María Silvia Gramajo está a punto de cumplir 89 años. Es conocida como La Tía en el ambiente gallero. Fue una de las primeras mujeres en criar gallos finos. Desde los ocho años acompañaba a su padre. Se contagió esta pasión de su hermano Miguel “Burro” Gramajo, que en 1940 con apenas 15 años empezó a caminar entre bretes. La Tía conserva sus animales en su casa, en un gran gallinero. Allí, los días de la familia transcurren en esta peculiar tradición, “observando y aprendiendo”. Es el ejemplo que le transmite a su nieto Matías, de 13 años, que ya cuida y entrena sus primeros pollos. La familia Gramajo cuenta con ocho generaciones de criadores.

“LA TÍA”. María Silvia Gramajo saca uno de sus ejemplares de la jaula.

En el brete

Las tareas más laboriosas son las de “el brete”, un círculo de estructura de hierros soldados, cubierta de lona roja, piso amortiguado con alfombras y césped sintético. Las aves de entre ocho y 16 meses se pesan, se lavan y se les coloca protectores de cuero en el pico y guantes en las patas para que no se lastimen con los golpes.

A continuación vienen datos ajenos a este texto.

PR #1453, opened 2022-03-25
Tests for Distributed Tracing

mgencur:
https://issues.redhat.com/browse/SRVCOM-1732

* Separate Tracing installation from running tests. Tracing is installed first and tests use it (previously the Eventing test functions were also installing tracing by themselves
* OpenTelemetry tracing is installed for E2E tests from serverless-operator repo
* Zipkin tracing is still used for upstream tests and upgrade tests because those tests depend on the existence of Zipkin pod
* Migrate tests from [ocf-qe-testsuite](https://gitlab.cee.redhat.com/ocf-qe/ocf-qe-testsuite/-/blob/master/test/operator/tracing_test.go) except for tracePropagatedByUserContainer which requires a new image and does not test anything related to Knative (IMO). Run the tests as part of E2E test suite (test/servinge2e/
* Minor refactoring - move the definition of testNamespace to a common place (this is done via a separate commit for easier review.
* Update dependencies for the new Jaeger Query API (done via a separate commit)

PR #1510, opened 2022-04-14
Prevent deleting knative-serving NS when uninstalling Service Mesh

mgencur:
Pulling this commit out of https://github.com/openshift-knative/serverless-operator/pull/1453 and sending it separately.


nak3:
This change is good to me.
But I'm prefer to separating the namespace into a differet yaml like `hack/lib/mesh_resources/namespace.yaml` and update `hack/lib/mesh.bash` as applying `namespace.yaml` but not deleting it.

mgencur:
@nak3 Something like the last commit above?

nak3:
/lgtm
/approve
/hold

Yes, exactly! Thank you so much. (`/hold` for CI.)

PR #1515, opened 2022-04-15
Bump dependencies to release-1.2

pierDipi:
Bump only vendored dependencies to 1.2

See individual commits for details.


pierDipi:
```

error: unable to recognize "STDIN": Get "https://api.ci-ocp-4-10-amd64-aws-us-west-1-mlpbc.hive.aws.ci.openshift.org:6443/api?timeout=32s": dial tcp 54.215.62.53:6443: connect: connection refused
```

/test 4.10-operator-e2e-aws-ocp-410

go.mod
```diff
@@ -180,8 +170,8 @@ replace (
 	github.com/go-logr/zapr => github.com/go-logr/zapr v0.4.0
 	github.com/manifestival/manifestival => github.com/manifestival/manifestival v0.7.0
 	k8s.io/klog/v2 => k8s.io/klog/v2 v2.8.0
-
-	// Needed by metadata webhook and other components
-	knative.dev/networking => knative.dev/networking v0.0.0-20211101215640-8c71a2708e7d
-	knative.dev/pkg => knative.dev/pkg v0.0.0-20211210132429-e86584fd3c69
 )
+
+replace knative.dev/hack => knative.dev/hack v0.0.0-20220118141833-9b2ed8471e30
```
skonto, line 175: That might help let's see!

pierDipi: Yes, this is done automatically and is based on the actual version on the branch
https://github.com/openshift-knative/serverless-operator/pull/1515/files#diff-ff3402c713d8a504795b7115caa1af088b1bfc583d43adb5d0bc5a83aaa03bc1R34-R35

hack/update-deps.sh
```diff
@@ -22,17 +22,17 @@ SERVING_VERSION="release-v1.2.0"
...
   "knative.dev/operator@${KN_VERSION}"
-  "knative.dev/pkg@v0.0.0-20220223180940-4fcbc1bc12e8"
 )
 
 FLOATING_FORK_DEPS=(
   "knative.dev/eventing-kafka-broker=github.com/openshift-knative/eventing-kafka-broker@${EVENTING_KAFKA_BROKER_VERSION}"
   "knative.dev/eventing=github.com/openshift/knative-eventing@${EVENTING_VERSION}"
   "knative.dev/eventing-kafka=github.com/openshift-knative/eventing-kafka@${EVENTING_KAFKA_VERSION}"
   "knative.dev/serving=github.com/openshift/knative-serving@${SERVING_VERSION}"
+  "knative.dev/pkg=knative.dev/pkg@${KN_VERSION}"
```
skonto, line 34: This is supposed to be the openshift ones. What does it mean to move this here?

skonto: Also the name now becomes a bit irrelevant.
Could be `FLOATING_DEPS_FORCED_VERSIONS`?

pierDipi: This means force using whatever is in the `KN_VERSION` branch, so it fixes the fact that serving and eventing are at different hashes of these 2 packages.

I can introduce a different variable for these but the result is the same.

skonto: Ok I guess the end result is the same hash though without requiring it upfront.

pierDipi: or just `REPLACE_DEPS`

pierDipi: but I think it's a very minor comment, I can do it next, it's not worth waiting another 4 hours for running e2e tests :)

PR #1522, opened 2022-04-20
Remove redundant ContinualTest from knative/eventing

mgencur:
The test is identical to BrokerBackedByChannelTest because in
serverless-operator repo we set up KafkaChannel as the default channel
before the test suite. Both tests deploy Broker and Trigger and use
KafkaChannel in the background. The tests are vendored from different
repositories and due to the settings we have they test the same
configuration.


matzew (approved):
/lgtm
/approve

matzew:
> upgrade-tests-aws-ocp-410

passed :heavy_check_mark:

Cuando cae la noche, el brete queda vacío. Cada gallo ya está en su jaula, listo para el descanso. Las familias galleras cierran una jornada más de trabajo mientras siguen a la espera de que se resuelva el litigio judicial que mantiene suspendidas las peleas.

HIGIENE. Gabriel Sierra junto a sus padres lava uno de los gallos finos.